Problem to work on :: In the entries below, find the lines that include "have" and give their number as the whole reply.

Top of Material for this task

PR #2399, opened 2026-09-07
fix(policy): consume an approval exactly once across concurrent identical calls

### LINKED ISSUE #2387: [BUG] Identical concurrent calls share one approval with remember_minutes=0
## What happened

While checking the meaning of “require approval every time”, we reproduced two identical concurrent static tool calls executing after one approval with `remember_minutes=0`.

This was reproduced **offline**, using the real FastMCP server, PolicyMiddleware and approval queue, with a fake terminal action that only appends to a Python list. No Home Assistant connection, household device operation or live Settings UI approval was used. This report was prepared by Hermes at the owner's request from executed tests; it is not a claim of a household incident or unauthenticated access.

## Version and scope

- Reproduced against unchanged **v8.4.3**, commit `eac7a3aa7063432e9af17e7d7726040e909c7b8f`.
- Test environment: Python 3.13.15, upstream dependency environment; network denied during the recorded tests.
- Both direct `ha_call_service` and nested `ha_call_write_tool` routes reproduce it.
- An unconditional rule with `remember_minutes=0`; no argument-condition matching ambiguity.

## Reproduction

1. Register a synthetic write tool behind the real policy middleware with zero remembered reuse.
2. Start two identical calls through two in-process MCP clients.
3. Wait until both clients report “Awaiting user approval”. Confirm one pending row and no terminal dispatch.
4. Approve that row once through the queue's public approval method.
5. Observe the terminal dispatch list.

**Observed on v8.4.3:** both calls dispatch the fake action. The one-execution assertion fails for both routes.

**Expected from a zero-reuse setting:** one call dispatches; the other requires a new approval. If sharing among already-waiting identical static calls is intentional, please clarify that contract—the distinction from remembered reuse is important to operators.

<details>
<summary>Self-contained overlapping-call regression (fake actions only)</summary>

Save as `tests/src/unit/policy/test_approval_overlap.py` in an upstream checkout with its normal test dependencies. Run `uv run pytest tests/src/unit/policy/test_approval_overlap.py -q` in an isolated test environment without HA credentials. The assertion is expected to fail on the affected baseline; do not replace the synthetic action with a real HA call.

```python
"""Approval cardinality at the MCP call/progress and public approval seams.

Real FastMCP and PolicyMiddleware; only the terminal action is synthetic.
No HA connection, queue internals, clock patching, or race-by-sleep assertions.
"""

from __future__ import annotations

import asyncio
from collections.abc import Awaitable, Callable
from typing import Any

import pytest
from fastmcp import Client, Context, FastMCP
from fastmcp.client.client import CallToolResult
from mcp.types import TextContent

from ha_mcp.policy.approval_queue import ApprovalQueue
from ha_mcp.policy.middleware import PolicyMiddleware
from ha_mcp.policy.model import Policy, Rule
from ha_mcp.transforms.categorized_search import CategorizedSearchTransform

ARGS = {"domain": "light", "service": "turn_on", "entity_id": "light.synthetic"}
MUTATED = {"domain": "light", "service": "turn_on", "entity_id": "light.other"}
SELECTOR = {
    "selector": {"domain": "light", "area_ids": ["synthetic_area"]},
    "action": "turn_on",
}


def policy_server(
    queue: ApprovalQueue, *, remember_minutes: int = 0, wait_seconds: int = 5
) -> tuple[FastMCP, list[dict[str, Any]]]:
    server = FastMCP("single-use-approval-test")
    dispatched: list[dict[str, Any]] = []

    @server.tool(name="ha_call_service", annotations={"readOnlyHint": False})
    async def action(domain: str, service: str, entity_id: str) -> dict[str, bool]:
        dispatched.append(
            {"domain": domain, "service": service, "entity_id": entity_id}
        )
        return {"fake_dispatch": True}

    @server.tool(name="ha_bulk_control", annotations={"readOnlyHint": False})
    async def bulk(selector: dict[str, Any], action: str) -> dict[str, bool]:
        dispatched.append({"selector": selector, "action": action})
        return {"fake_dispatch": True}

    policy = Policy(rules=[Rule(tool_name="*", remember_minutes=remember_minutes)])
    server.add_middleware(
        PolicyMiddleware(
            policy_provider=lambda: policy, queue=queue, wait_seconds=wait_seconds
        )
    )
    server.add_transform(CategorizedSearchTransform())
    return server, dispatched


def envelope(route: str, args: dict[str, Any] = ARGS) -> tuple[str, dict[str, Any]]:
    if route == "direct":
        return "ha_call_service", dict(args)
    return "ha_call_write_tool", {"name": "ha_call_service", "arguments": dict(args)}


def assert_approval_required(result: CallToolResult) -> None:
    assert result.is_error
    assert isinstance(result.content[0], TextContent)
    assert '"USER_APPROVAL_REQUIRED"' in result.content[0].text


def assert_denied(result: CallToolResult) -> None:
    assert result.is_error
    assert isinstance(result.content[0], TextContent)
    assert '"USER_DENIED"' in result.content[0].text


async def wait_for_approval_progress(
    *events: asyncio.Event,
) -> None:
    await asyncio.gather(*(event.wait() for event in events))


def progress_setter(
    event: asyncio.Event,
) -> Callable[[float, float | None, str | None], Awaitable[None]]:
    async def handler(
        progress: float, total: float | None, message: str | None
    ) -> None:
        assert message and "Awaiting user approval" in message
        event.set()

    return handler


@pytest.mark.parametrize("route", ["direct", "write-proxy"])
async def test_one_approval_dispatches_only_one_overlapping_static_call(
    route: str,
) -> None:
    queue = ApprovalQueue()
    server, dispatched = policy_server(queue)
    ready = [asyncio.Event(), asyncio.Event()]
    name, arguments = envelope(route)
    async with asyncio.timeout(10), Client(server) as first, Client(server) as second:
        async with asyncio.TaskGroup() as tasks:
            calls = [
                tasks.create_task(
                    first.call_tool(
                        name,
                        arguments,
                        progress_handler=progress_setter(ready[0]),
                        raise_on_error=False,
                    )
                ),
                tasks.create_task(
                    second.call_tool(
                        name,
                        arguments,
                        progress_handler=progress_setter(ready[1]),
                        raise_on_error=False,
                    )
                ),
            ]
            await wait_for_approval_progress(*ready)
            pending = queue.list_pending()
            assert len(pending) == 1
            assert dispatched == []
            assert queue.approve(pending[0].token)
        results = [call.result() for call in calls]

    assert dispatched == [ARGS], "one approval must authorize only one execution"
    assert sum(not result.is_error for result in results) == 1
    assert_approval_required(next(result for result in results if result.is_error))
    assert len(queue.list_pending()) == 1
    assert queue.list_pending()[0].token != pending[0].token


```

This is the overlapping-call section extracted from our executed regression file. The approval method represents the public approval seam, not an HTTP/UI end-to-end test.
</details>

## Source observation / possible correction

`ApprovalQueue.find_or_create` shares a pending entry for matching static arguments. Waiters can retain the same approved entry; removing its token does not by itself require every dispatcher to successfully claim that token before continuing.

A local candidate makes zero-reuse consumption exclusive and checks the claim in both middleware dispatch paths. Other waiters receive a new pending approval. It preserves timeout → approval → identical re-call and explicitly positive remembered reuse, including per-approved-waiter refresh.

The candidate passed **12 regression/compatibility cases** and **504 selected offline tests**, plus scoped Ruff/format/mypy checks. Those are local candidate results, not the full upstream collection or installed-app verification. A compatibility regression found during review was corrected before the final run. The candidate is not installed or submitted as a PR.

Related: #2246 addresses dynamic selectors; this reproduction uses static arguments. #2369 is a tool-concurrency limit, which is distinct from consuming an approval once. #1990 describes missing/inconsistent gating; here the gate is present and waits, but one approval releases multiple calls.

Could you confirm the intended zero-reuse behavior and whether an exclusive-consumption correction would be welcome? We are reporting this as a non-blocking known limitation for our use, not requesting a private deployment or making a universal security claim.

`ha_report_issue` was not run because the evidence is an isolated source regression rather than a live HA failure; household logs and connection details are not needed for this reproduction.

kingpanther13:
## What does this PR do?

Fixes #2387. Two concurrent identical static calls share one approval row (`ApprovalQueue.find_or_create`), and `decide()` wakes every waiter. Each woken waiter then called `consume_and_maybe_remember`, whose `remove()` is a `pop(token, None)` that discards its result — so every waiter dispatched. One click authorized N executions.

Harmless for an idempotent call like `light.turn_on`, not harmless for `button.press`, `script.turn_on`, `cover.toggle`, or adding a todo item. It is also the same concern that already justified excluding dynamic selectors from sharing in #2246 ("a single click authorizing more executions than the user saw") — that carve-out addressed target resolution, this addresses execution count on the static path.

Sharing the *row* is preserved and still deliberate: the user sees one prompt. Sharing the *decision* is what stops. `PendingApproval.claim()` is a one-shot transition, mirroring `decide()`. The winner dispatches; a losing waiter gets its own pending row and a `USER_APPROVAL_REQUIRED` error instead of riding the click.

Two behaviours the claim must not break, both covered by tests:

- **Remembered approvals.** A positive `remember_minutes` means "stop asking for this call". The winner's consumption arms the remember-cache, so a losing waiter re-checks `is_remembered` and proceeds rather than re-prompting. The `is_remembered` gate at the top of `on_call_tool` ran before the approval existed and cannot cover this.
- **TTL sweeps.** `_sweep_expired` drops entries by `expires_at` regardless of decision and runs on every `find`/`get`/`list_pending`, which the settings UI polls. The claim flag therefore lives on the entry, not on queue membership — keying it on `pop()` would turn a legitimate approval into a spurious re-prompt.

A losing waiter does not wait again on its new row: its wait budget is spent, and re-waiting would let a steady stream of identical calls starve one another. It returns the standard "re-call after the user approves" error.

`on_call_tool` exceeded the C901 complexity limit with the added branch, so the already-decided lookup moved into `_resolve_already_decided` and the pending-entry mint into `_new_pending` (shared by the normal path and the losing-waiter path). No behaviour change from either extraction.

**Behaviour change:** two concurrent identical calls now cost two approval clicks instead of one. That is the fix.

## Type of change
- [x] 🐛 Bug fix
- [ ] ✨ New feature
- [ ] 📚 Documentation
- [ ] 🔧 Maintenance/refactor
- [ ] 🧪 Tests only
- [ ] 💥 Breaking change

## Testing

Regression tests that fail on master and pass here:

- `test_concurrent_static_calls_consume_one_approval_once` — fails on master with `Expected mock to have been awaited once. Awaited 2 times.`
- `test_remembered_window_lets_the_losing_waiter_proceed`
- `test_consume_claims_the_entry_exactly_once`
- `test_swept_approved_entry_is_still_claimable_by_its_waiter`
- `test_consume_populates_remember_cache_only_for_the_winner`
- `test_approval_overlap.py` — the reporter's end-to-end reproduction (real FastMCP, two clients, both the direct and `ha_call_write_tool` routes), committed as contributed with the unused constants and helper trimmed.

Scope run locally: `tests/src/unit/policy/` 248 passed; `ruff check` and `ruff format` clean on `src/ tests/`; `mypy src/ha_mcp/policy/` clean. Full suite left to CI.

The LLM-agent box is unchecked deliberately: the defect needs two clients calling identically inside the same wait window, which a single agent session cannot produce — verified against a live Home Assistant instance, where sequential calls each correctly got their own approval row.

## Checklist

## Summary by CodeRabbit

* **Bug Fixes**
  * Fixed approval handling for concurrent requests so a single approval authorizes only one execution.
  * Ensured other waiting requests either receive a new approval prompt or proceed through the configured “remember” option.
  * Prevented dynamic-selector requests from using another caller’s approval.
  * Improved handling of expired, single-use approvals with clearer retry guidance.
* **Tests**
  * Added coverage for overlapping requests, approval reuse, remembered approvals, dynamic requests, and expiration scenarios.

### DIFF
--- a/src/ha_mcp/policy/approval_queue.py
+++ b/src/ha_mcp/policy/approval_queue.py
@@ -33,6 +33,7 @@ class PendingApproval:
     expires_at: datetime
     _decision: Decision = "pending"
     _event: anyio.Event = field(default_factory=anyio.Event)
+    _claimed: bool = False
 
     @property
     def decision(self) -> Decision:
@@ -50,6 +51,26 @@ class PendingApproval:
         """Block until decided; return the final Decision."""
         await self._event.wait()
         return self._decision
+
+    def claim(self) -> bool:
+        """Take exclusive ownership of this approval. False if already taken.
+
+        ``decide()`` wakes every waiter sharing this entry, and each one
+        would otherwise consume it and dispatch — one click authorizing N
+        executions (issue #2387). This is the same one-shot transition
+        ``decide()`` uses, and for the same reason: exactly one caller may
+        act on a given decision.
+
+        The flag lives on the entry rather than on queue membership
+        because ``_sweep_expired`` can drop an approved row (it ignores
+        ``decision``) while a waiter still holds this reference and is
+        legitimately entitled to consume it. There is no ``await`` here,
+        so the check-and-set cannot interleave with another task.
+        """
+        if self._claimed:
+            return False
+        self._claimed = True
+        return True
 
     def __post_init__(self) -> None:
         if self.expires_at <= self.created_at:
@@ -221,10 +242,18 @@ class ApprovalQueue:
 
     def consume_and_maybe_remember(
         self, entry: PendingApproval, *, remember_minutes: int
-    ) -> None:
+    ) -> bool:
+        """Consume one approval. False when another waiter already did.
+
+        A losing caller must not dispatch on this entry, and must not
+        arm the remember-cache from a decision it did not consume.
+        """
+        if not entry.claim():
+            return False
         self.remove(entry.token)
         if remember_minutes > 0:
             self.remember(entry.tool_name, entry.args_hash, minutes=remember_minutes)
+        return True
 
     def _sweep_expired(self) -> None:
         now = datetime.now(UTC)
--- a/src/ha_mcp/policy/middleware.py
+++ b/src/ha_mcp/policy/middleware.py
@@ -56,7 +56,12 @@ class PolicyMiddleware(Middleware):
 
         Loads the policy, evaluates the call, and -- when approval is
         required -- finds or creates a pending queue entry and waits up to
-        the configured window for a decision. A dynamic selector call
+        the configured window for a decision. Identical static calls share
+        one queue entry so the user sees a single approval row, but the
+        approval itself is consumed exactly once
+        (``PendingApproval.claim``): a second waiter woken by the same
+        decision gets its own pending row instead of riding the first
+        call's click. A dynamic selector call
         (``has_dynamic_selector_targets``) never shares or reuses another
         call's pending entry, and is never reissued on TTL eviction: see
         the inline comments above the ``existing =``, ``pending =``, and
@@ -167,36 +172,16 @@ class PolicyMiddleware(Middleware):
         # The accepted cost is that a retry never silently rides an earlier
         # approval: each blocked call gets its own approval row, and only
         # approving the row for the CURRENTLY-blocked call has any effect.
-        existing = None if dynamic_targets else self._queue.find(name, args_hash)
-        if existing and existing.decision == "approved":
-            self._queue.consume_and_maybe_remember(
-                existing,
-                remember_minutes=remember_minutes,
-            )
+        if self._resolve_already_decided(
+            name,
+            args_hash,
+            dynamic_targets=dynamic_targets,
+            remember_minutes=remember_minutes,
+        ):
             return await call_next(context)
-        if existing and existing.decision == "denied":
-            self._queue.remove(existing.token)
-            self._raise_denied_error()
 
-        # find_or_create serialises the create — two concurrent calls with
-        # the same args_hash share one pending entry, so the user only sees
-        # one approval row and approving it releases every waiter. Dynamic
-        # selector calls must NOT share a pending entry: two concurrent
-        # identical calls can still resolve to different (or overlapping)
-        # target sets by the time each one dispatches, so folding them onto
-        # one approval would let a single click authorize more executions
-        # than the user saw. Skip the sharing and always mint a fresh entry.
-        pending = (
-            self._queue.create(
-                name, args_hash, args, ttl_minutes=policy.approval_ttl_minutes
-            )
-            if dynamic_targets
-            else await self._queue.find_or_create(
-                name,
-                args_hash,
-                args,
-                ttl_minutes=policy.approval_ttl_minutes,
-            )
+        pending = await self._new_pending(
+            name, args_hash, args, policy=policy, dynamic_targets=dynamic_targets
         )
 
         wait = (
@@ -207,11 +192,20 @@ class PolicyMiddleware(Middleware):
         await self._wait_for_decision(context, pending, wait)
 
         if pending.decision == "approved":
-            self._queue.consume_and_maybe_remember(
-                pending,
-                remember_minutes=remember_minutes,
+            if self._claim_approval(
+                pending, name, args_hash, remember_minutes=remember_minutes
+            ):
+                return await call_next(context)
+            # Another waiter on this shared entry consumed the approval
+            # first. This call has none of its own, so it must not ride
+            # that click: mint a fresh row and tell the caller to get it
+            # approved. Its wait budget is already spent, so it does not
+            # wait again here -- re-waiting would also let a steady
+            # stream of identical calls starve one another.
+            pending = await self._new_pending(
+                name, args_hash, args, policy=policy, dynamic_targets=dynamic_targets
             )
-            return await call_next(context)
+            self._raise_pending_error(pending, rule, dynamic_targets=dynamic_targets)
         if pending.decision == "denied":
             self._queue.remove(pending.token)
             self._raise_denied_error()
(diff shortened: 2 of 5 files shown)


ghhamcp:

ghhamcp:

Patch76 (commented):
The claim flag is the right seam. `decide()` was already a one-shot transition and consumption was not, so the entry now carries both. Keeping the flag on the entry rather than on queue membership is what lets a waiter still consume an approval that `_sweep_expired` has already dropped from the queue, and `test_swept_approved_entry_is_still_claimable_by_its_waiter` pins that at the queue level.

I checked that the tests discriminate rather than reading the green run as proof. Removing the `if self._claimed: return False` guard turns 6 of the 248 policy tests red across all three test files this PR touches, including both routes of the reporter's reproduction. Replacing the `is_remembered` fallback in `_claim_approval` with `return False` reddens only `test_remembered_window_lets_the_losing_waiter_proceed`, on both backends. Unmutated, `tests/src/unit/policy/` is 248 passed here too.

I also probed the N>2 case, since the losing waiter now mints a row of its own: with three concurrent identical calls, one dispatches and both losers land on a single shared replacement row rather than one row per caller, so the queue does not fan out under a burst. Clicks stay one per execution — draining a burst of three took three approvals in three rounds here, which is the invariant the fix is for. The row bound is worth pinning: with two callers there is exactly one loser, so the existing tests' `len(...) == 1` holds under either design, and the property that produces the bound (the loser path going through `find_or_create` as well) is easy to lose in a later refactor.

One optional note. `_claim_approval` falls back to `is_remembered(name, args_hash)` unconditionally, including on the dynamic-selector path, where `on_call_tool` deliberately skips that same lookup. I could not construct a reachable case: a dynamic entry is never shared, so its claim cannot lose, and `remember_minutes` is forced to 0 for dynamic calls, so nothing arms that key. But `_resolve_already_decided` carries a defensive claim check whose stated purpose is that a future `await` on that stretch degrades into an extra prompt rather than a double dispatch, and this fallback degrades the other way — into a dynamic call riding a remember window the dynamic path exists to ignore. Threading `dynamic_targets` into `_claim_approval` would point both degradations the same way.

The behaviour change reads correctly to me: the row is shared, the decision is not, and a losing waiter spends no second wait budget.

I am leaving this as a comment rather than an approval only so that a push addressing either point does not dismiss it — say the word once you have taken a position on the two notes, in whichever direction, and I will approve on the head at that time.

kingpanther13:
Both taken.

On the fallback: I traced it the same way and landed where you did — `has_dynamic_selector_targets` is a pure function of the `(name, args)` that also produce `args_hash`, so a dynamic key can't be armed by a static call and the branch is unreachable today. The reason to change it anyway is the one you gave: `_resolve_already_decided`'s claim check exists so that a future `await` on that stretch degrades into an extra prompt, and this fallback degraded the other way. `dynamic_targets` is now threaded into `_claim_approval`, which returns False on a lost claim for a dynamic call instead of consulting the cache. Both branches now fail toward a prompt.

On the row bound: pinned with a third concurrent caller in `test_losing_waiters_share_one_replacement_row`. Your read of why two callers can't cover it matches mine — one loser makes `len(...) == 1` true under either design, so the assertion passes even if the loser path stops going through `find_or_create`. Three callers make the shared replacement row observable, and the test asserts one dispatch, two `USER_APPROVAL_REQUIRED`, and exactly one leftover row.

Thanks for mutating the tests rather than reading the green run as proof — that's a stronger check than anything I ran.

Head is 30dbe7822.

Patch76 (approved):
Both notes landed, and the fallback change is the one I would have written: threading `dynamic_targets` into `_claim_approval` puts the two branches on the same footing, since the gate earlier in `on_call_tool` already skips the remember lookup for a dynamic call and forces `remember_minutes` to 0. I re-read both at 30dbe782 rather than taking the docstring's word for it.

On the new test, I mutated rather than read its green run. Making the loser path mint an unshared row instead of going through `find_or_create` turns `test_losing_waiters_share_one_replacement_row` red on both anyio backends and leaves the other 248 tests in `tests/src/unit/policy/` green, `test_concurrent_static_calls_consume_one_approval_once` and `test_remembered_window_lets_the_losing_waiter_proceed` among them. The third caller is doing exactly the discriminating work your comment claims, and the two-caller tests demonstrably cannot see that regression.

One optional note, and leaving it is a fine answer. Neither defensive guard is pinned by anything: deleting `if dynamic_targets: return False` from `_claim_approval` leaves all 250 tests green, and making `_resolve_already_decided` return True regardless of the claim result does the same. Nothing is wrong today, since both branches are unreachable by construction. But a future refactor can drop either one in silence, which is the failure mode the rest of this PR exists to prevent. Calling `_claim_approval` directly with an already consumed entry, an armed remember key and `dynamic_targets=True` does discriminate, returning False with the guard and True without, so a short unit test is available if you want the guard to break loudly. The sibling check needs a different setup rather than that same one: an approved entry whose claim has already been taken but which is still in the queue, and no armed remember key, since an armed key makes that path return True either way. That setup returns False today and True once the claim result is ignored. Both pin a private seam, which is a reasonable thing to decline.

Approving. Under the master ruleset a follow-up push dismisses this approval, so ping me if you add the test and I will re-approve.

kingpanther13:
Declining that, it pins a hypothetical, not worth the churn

Bottom of Material for this task

Task response :: 3